Stocker
An AI-powered, Bloomberg-style stock analysis platform backed by 21 agents. Three live portfolios tracked against the S&P 500, 167 stocks to double-digit gains, 13 past 75%.
type
AI Product @ Finance
Role
Product & AI Engineer
platform(s)
Web
website
stocker.cx

Stocker was an AI-powered stock analysis platform I worked on between late 2025 and early 2026. It used a network of agents to analyze the market, research opportunities, and pick stocks, running against real market data every trading day.
Under the hood it was a 21-agent system working in two tiers. Twelve junior agents each covered a different corner of the market, scanning for opportunities, doing the research, and scoring the best candidates. Their output was the daily watchlist. Three senior analysts then picked from that watchlist, each running three agents internally to build positions, refine them, and write full research reports on every stock.
I was the sole engineer on the project, responsible for the multi-agent pipeline behind the picks, the interface that presented them, and the infrastructure that kept it all running.
The Watchlist
Stocker began with the watchlist, a system of AI agents that scanned the market for opportunities. It was where the project started, and where almost all of the gains came from.
The watchlist was where Stocker began. Twelve junior agents each covered a different corner of the biotech market, scanning daily for catalysts: FDA decisions, clinical trial results, insider activity, partnership announcements. Each one researched what it found, scored it, and submitted its results. What came out was a ranked shortlist of the strongest opportunities across the market that day.
This was the part that worked. The watchlist ran every trading day, building a record of which names the system was most confident in and why. Tracking those picks over time produced Stocker’s most striking results, and it became the foundation everything else was built on.

The Analysts
Once the watchlist was working, we extended the platform into three senior analysts. Each one was a multi-agent system in its own right, with its own investing personality. One was disciplined and diversified, one took high-conviction bets, and one chased momentum and short-term catalysts.
Each analyst picked from the watchlist, explained its reasoning, and ran its own portfolio. They were tracked in real time against each other and against the S&P 500, so you could watch three different strategies play out on the same set of opportunities. This was the newer layer of the platform. The watchlist was the proven engine, and the analysts were where we pushed it next.
What It Showed
The numbers came from the watchlist, and they were hard to argue with.

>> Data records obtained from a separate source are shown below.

PR #2651, opened 2021-05-08
shrink canned tables

mck1117:
- tables don't need to be using float, save 75% of the space by using uint8_t
- use type safe `copyArray` and `copyTable` instead of plain `memcpy`

saves ~10k of flash on default frankenso, and ~6k on MRE


rusefillc:
What is the problem statement - what exact use-case if pushing us into this nightmare?

If we have to go forward with this we have to make this human-readable - please add some magic macro PACK_TO_BYTE(5000) instead of magic 29

firmware/config/engines/ford_aspire.cpp
```diff
@@ -19,24 +19,24 @@
...
-/* Load 3.546667 */{	-9.866000,	-5.518000,	-2.854000,	-0.000000,	+3.022000,	+3.816000,	+6.428000,	+7.788000,	+19.426001,	+20.860001,	+19.966000,	+21.030001,	+21.396000,	+21.570000,	+21.570000,	+21.570000},
-/* Load 3.760000 */{	-9.864000,	-5.516000,	-2.772000,	+0.226000,	+2.732000,	+3.500000,	+6.798000,	+8.102000,	+8.660000,	+9.500000,	+11.788000,	+20.132000,	+20.072001,	+20.510000,	+20.510000,	+20.510000},
-/* Load 3.973333 */{	-9.864000,	-5.518000,	-2.854000,	-0.000000,	+2.880000,	+3.816000,	+6.420000,	+8.320000,	+8.426000,	+8.532000,	+11.470000,	+11.442000,	+13.610000,	+12.022000,	+12.022000,	+12.022000},
-/* Load 4.186667 */{	-9.750000,	-5.518000,	-2.604000,	-0.000000,	+2.880000,	+3.654000,	+6.050000,	+6.888000,	+8.372000,	+9.364000,	+11.764000,	+11.732000,	+11.864000,	+12.376000,	+12.376000,	+12.376000},
-/* Load 4.400000 */{	-0.350000,	-5.590000,	-0.502000,	-0.910000,	-0.864000,	-0.954000,	-1.324000,	+7.436000,	-1.170000,	-1.054000,	-2.058000,	-2.098000,	-2.636000,	+12.352000,	+12.352000,	+12.352000}
+/* Load 1.200000 */{	-0,	+7,	+16,	+23,	+29,	+31,	+32,	+30,	+30,	+26,	+24,	+25,	+25,	+25,	+25,	+25},
```
rusefillc, line 24: I do not get what's going on here. Are we simply loosing precision or are introducing some hard-coded packing/encoding?

rusefillc (changes requested):

firmware/config/engines/ford_aspire.cpp
mck1117: Simply throwing away the fractional part.  Nobody needs better than 1% VE and 1 degree timing accuracy, especially not in a base map.

mck1117:
> What is the problem statement - what exact use-case if pushing us into this nightmare?

In #2646, the MRE F4 QC build was running out of flash.  This change quarters the size of the canned tune tables, saving the flash space outlined in the description.

mck1117:
> If we have to go forward with this we have to make this human-readable - please add a macro PACK_TO_BYTE(5000) instead of magic 29

There is no magic here - not packed.  Simply tossing the fractional part and storing as an integer instead of a floating point number.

Over its run, the watchlist tracked 167 stocks to double-digit peak gains. 13 of them climbed more than 75%, including one that ran +290% in 29 days, another +210%, and another +187%. Most picks hit their peak within three to four weeks of being surfaced. That confirmed the system was finding real opportunities, not noise.

The Takeaway
Getting LLMs to produce consistent structured output at every step of the pipeline was its own problem. The normalization layer exists because raw agent submissions didn’t always conform to the schema, and one malformed result could break the entire downstream flow. Every handoff between agents needed validation, and that meant thinking carefully about failure modes before they happened in production.

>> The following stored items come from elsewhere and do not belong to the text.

PR #2654, opened 2021-05-08
hip9011

dron0gus:
Move HIP states enum out of rusefi_enums.h
-this is internal driver stuff. No need to have it defined globaly.

Auto-generated configs and docs


dron0gus:
Human-readable names were extended and moved to firmware/hw_layer/sensors/hip9011.cpp :
```
static const char *hip_state_names[] =
{
	"Not ready/calculating",
	"Ready for integration",
	"Integrating",
	"Waiting for first ADC sample",
	"Waiting for second ADC sample"
};
```
So now all HIP debug is in one place. Next step will be to hide debug-related code under some `#ifdef EFI_HIP_9011_DEBUG`

rusefillc:
@dron0gus what you are really saying is that you want a smarter code generator which takes human messages from the header... but that's probably a zero priority.

Issue #2636, opened 2021-05-06
allow changing analog input mappings at runtime


mck1117:
$title

PR #2660, opened 2021-05-09
move ADC pin initialization

### LINKED ISSUE #2632: IAT input is being totally ignored by Frankenso
Frankenso ignores an IAT sensor...
When I attached my IAT to INP1, the "raw IAT" gauge always whows 0 volts..., but in the real life, the voltage on the PC1 changes when I heat or cold the sensor.. Then I attached the sensor to INP8 and "raw IAT" is still the same but the voltage on PA3 changes every time I heat or cold the sensor. If I vice versa versa temperature sensors pins in the TS (the Frankenso takes data from the IAT and thinks that it is CLT, the same with IAT input). I can heat and cool the IAT and the CLT gauge reacts so good and fast, but the CLT (Frankenso thought it was IAT) is ignored.
Look like this is the software bug...

Can we solve it somehow?
Thank you

mck1117:
- Move pin init to adc subscription, progress towards #2636
- Increase number of available ADC subscription entries, fixes #2632
- Fatal error if we run out of ADC subscription entries would have helped diagnose #2632

### DIFF
--- a/firmware/hw_layer/adc/adc_inputs.cpp
+++ b/firmware/hw_layer/adc/adc_inputs.cpp
@@ -463,32 +463,11 @@ static void configureInputs(void) {
 
 	addChannel("Baro Press", engineConfiguration->baroSensor.hwChannel, ADC_SLOW);
 
-	addChannel("TPS 1 Primary", engineConfiguration->tps1_1AdcChannel, ADC_SLOW);
-	addChannel("TPS 1 Secondary", engineConfiguration->tps1_2AdcChannel, ADC_SLOW);
-	addChannel("TPS 2 Primary", engineConfiguration->tps2_1AdcChannel, ADC_SLOW);
-	addChannel("TPS 2 Secondary", engineConfiguration->tps2_2AdcChannel, ADC_SLOW);
-
-	addChannel("Wastegate Position", engineConfiguration->wastegatePositionSensor, ADC_SLOW);
-	addChannel("Idle Position Sensor", engineConfiguration->idlePositionSensor, ADC_SLOW);
-
-	addChannel("Fuel Level", engineConfiguration->fuelLevelSensor, ADC_SLOW);
-	addChannel("Acc Pedal1", engineConfiguration->throttlePedalPositionAdcChannel, ADC_SLOW);
-	addChannel("Acc Pedal2", engineConfiguration->throttlePedalPositionSecondAdcChannel, ADC_SLOW);
-	addChannel("VBatt", engineConfiguration->vbattAdcChannel, ADC_SLOW);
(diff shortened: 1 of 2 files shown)


firmware/hw_layer/adc/adc_inputs.cpp
```diff
@@ -463,32 +463,11 @@ static void configureInputs(void) {
 
 	addChannel("Baro Press", engineConfiguration->baroSensor.hwChannel, ADC_SLOW);
 
-	addChannel("TPS 1 Primary", engineConfiguration->tps1_1AdcChannel, ADC_SLOW);
```
rusefillc, line 466: I do not get it - do we just remove these lines?

rusefillc (changes requested):

firmware/hw_layer/adc/adc_inputs.cpp
mck1117: They're replaced by the call added in adc_subscription.cpp. Since the slow ADC no longer uses the conversion sequence computed at runtime (it just converts every channel), there's no need to manually initialize every analog channel here.

firmware/hw_layer/adc/adc_inputs.cpp
```diff
@@ -463,32 +463,11 @@ static void configureInputs(void) {
...
-	addChannel("VBatt", engineConfiguration->vbattAdcChannel, ADC_SLOW);
 	// not currently used	addChannel("Vref", engineConfiguration->vRefAdcChannel, ADC_SLOW);
-	addChannel("CLT", engineConfiguration->clt.adcChannel, ADC_SLOW);
-	addChannel("IAT", engineConfiguration->iat.adcChannel, ADC_SLOW);
-	addChannel("AUX Temp 1", engineConfiguration->auxTempSensor1.adcChannel, ADC_SLOW);
-	addChannel("AUX Temp 2", engineConfiguration->auxTempSensor2.adcChannel, ADC_SLOW);
 
 	addChannel("AUXF#1", engineConfiguration->auxFastSensor1_adcChannel, ADC_FAST);
 
 	addChannel("AFR", engineConfiguration->afr.hwChannel, ADC_SLOW);
```
rusefillc, line 470: Do we mean to keep some of "ADC_SLOW" like AFR here and Baro above?

If we remove all ADC_SLOW shall we rename addChannel to addFastChannel and drop fast parameter?

mck1117: yes, some channels aren't yet done with the sensor model (so adc subscription doesn't happen), so they still need the call here

mck1117: making the suggested change is the goal eventually - now tracked by #2667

The front end looked clean but the data behind it was anything but. Live prices came in over WebSocket, portfolio NAV was being recalculated every few minutes by a separate service, and the UI had to merge senior analyst reasoning with junior catalyst data, two different scoring sources, and a real-time decisions feed all at once. Most of the front-end work was in making that feel seamless.
The AI side and the product side had to work in lockstep. That coordination was most of the work. Whatever you’re trying to build, this is the level I work at.